Sunday, November 15, 2009




As a follow up to my comment response in my last post: This is the cemetery. You can't see the ground really, but where the grass clears there are two parallel graves that run 15 to 20 feet. Each grave is a rise in the ground the width of a body, edged with wood and surrounded by miscellaneous crosses. There is one large, fairly new, headstone in the corner of the cemetery which includes the names and ages of all who were killed (maybe 50 people, maybe more maybe less) from children to the elderly. Perhaps the only testament to their lives, other than surviving relations. My grandmother at 17 witnessed the massacre and barely escaped. (She's one tough lady.)This was her village.
The cemetery is in the middle of the hills. There is no road or path to it, although it was possible to walk on some tractor markings in neighboring farms. The entire surrounding area felt like the Sound of Music.
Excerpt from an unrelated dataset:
PR #1755, opened 2020-08-10
Revert "Hide the compressed filesets in LHCbCompressedDataset"

mesmith75:
Reverts ganga-devs/ganga#1754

The cemetery is in this huddle of trees, offering shade. The sun was bright and the air was fresh. It was horrible to imagine the massacre, but the peace and beauty in this spot in the mountains was an odd juxtaposition to the graves. I thought how lucky anyone would be to live here, and how terrible it was for troops to march in and massacre this people. My trip was a revelation of beauty and terror.

1 comment:

  1. I wrote a 28-page biography of sorts of my father last year for a nonfiction class, and it unraveled a lot of truths about my family, my history, and all of the trials and tribulations they went through to get to where they/we are now. Of greater interest is how and why my parents have hidden all of that from me and my brother for over 20 years. Blew my mind, to put it in the simplest and least expressive terms.

    How did your parents react to this? Did they have to deal with this burden of history growing up? Did they go through a similar experience to yours?